Which lines of the material hold the word "setSameSite"? Copy each one.
-- Dataset follows --
PR #806, opened 2020-07-01
Update WebDriverActions.php dragAndDropBy

jukimv1986:
This fix was needed when interacting with BrowserStack Selenium servers.

### DIFF
--- a/lib/Interactions/WebDriverActions.php
+++ b/lib/Interactions/WebDriverActions.php
@@ -144,10 +144,10 @@ class WebDriverActions
             new WebDriverClickAndHoldAction($this->mouse, $source)
         );
         $this->action->addAction(
-            new WebDriverMoveToOffsetAction($this->mouse, null, $x_offset, $y_offset)
+            new WebDriverMoveToOffsetAction($this->mouse, $source, $x_offset, $y_offset)
         );
         $this->action->addAction(
-            new WebDriverButtonReleaseAction($this->mouse, null)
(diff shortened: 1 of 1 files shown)


williamdes:
Hi @jukimv1986 could you explain in details the before and after behavior ?
We use/used BrowserStack at phpMyAdmin so I am very interested by understanding this fix

andrewnicols:
This change does not make sense to me.

The function where you make these changes adds three actions:

```
new WebDriverClickAndHoldAction($this->mouse, $source);
new WebDriverMoveToOffsetAction($this->mouse, null, $x_offset, $y_offset);
new WebDriverButtonReleaseAction($this->mouse, null);
```

So essentially the source is clicked and the mouse buttonheld.
Then the mouse is moved by the x/y offset
And finally released.

The `null` option mean that the origin is set to `pointer` as per the W3C specification at https://www.w3.org/TR/webdriver/#pointer-actions

When pointer is used, the x and y offset are used for the move as per:

    Let x equal start x + x offset and y equal start y + y offset

So the proposed change in the call to {{WebDriverMoveToOffsetAction}} is wrong - that is _meant_ to be an offset and _not_ relative to a source object.

The final line changed is purely a release with no move and source makes no sense at all.

Can you please describe the bug that you are fixing.

andrewnicols:
Hi @jukimv1986,

Do you have any more information on this proposed change?

As I understand it, the current behaviour is correct but I ma be missing some part of the puzzle.

Thanks,

Andrew

PR #815, opened 2020-08-17
Add DriverServerDied exception

### LINKED ISSUE #595: Usefull Exception messages are discareded
In `\Facebook\WebDriver\Remote\Service\DriverService::isRunning` we have 
```
            if (!$this->service->isRunning()) {
                throw new WebDriverException('The driver server has died.');
            }
```

This blocks spoilers the meaningful error message e.g. `no such element: Unable to locate element: {"method":"id","selector":"[aria-label*=Log]"}`  (from `Facebook\WebDriver\Exception\NoSuchElementException` with a hardcoded error message `The driver server has died`. That make debugging hard.  Line 65 (`throw $e;`) is not reachable in any way when `this->service->isRunning()` is true.  I can creat MR to fix it. 

* Php-webdriver version:  1.6.0
* PHP version: 7.1
* ChromeDriver 
* Operating system: Win 10 
* Browser used:  Chrome

TomAdam:
This PR adds a new `DriverServerDiedException` with the previous error chained to improve debugging of 'Driver server has died.' exceptions. Note that line 15 of `DriverServerDiedException` is nasty but it is needed to avoid a BC break as `DriverCommandExecutor::execute()` currently throws a `WebDriverException`. 

Alternatively a named constructor could be used in `WebDriverException` to allow injection of the previous exception. It didn't feel like it fit in this class as it isn't a driver exception but rather a process control exception. Let me know if you would prefer this.

Fixes #595.

### DIFF
--- a/CHANGELOG.md
+++ b/CHANGELOG.md
@@ -2,6 +2,8 @@
 This project versioning adheres to [Semantic Versioning](http://semver.org/).
 
 ## Unreleased
+### Changed
+- Throw `DriverServerDiedException` on driver server process terminating unexpectedly in `DriverCommandExecutor`, with triggering error attached to improve debugging of 'The driver server has died' errors. 
 
 ## 1.9.0 - 2020-11-19
 ### Added
--- a/lib/Exception/DriverServerDiedException.php
+++ b/lib/Exception/DriverServerDiedException.php
@@ -1,0 +1,15 @@
+<?php
+
+namespace Facebook\WebDriver\Exception;
+
+/**
+ * The driver server process is unexpectedly no longer available.
+ */
+class DriverServerDiedException extends WebDriverException
+{
+    public function __construct(\Exception $previous = null)
+    {
+        parent::__construct('The driver server has died.');
+        \Exception::__construct($this->getMessage(), 0, $previous);
+    }
+}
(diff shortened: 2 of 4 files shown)


TomAdam:
Slight drop in testing coverage due to the added code. It looks like it would be challenging to add this due to the call to `parent::execute()` in `Facebook\WebDriver\Remote\Service\DriverCommandExecutor`.

TomAdam:
We are currently running this change in production and it caught a few errors today. We still aren't much closer to what is happening but we do now have more information than "Driver server has died".

```
Facebook\WebDriver\Exception\DriverServerDiedException The driver server has died.

Caused by: Facebook\WebDriver\Exception\WebDriverCurlException Curl error thrown for http POST to /session/d8b23b8f4dc3c9383b80bcd366866aa9/url with params: {****}

Failed to connect to localhost port 9528: Connection refused 
```

TomAdam:
Is there anything I can do to help this along? No pressure, just want to lend a hand if there is something useful I can do.

williamdes:
> Is there anything I can do to help this along? No pressure, just want to lend a hand if there is something useful I can do.

Thank you :)
Maybe @OndraM has an idea ?

OndraM (approved):
Thanks @TomAdam! I added unit test for the class, otherwise LGTM, nice job.

Now waiting until CI build finishes :)

williamdes (approved):

OndraM:
Merged to `main` and will be part of 1.10.0 once released. Thanks @TomAdam for your help! :+1:

PR #820, opened 2020-09-18
Add support for same-site cookies

### LINKED ISSUE #705: Missing "SameSite" attribute in cookies
If I have a cookie from webdriver I expect to read the "SameSite" attribute of the cookie.

In https://github.com/facebook/php-webdriver/blob/community/lib/Cookie.php#L49 the "SameSite" attribute is not saved in the cookie.

### Details

* Php-webdriver version: 1.7.1
* PHP version: 7.3.11
* Operating system: CentOS 7
* Browser used + version: Chromium 77.0.3865.90
* Chromedriver used: ChromeDriver 77.0.3865.90

codegain:
Fixes #705 

I tested this in a VM on Ubuntu 16.04 with the `chromium-browser` and the `chromedriver` packages:

```
Chromium 85.0.4183.83
ChromeDriver 85.0.4183.83
```

It correctly sets the values `Lax` and `Strict` (and `null` if `sameSite` is not set on the cookie). I also think I didn't come up with a good description for `setSameSite`, maybe someone comes up with a better one :)

### DIFF
--- a/lib/Cookie.php
+++ b/lib/Cookie.php
@@ -58,6 +58,9 @@ class Cookie implements \ArrayAccess
         if (isset($cookieArray['httpOnly'])) {
             $cookie->setHttpOnly($cookieArray['httpOnly']);
         }
+        if (isset($cookieArray['sameSite'])) {
+            $cookie->setSameSite($cookieArray['sameSite']);
+        }
 
         return $cookie;
     }
@@ -170,6 +173,24 @@ class Cookie implements \ArrayAccess
     public function isHttpOnly()
     {
         return $this->offsetGet('httpOnly');
+    }
+
+    /**
+     * The cookie's same-site value.
+     *
+     * @param string $sameSite
+     */
+    public function setSameSite($sameSite)
+    {
+        $this->offsetSet('sameSite', $sameSite);
+    }
+
+    /**
+     * @return string|null
+     */
+    public function getSameSite()
+    {
+        return $this->offsetGet('sameSite');
     }
 
     /**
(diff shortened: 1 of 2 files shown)


lib/Cookie.php
```diff
@@ -172,6 +175,24 @@ public function isHttpOnly()
         return $this->offsetGet('httpOnly');
     }
 
+    /**
+     * The cookie's same-site value.
+     *
+     * @param string $sameSite
```
williamdes, line 181: Maybe should propose null too to redet the value?

codegain: All setters don't specifically define that `null` could be set. For example, the setter for "setHttpOnly" only "allowes" boolean values, but "isHttpOnly" is defined as returning boolean and `null`. However I don't have a strong opinion about adding the additional `null` param type.

OndraM:
Hi @codegain , thanks for the PR! Could you also please add unit tests? (`tests/unit/CookieTest.php` needs to be extended)

I also rebased the branch, so that it contain latest changes from the `main` branch.

codegain:
@OndraM I just added the unit tests but I was not quite sure, if the `sameSite` should also be tested in the method `testShouldNotContainNullValues`. Could you maybe take a look?

OndraM:
> @OndraM if the `sameSite` should also be tested in the method `testShouldNotContainNullValues`.

I think so, the optional parameters should be omitted, so this should be part of the test as well.

codegain:
> I think so, the optional parameters should be omitted, so this should be part of the test as well.

@OndraM And now it is :)

OndraM:
I added few enhancements, see #824.

SameSite cookie value is validated to be only "Lax", "Strict" or "None".

Also added constants for this value:

```php
$cookie = new Cookie('cookieName', 'cookie value');
$cookie->setSameSite(Cookie::SAMESITE_LAX); // or Cookie::SAMESITE_STRICT, Cookie::SAMESITE_NONE
```

PR #824, opened 2020-10-06
Validate SameSite cookie value

OndraM:
SameSite cookie value is validated to be only "Lax", "Strict" or "None". Extends #820 .

Also added constants for this value:

```php
$cookie = new Cookie('cookieName', 'cookie value');
$cookie->setSameSite(Cookie::SAMESITE_LAX);
```

### DIFF
--- a/lib/Cookie.php
+++ b/lib/Cookie.php
@@ -13,6 +13,13 @@ use InvalidArgumentException;
  */
 class Cookie implements \ArrayAccess
 {
+    /** @var string */
+    const SAMESITE_LAX = 'Lax';
+    /** @var string */
+    const SAMESITE_STRICT = 'Strict';
+    /** @var string */
+    const SAMESITE_NONE = 'None';
+
     /** @var array */
     protected $cookie = [];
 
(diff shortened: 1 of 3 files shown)


andrewnicols (approved):
These changes look good to me.

I considered whether we should be more lax and allow `strict` or `STRICT` etc. and normalise the values, but on reflection this is pointless. People should just use the correct values.

tests/unit/CookieTest.php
-- Dataset concluded --
> **Task answer**:
It correctly sets the values `Lax` and `Strict` (and `null` if `sameSite` is not set on the cookie). I also think I didn't come up with a good description for `setSameSite`, maybe someone comes up with a better one :)
+            $cookie->setSameSite($cookieArray['sameSite']);
+    public function setSameSite($sameSite)
$cookie->setSameSite(Cookie::SAMESITE_LAX); // or Cookie::SAMESITE_STRICT, Cookie::SAMESITE_NONE
$cookie->setSameSite(Cookie::SAMESITE_LAX);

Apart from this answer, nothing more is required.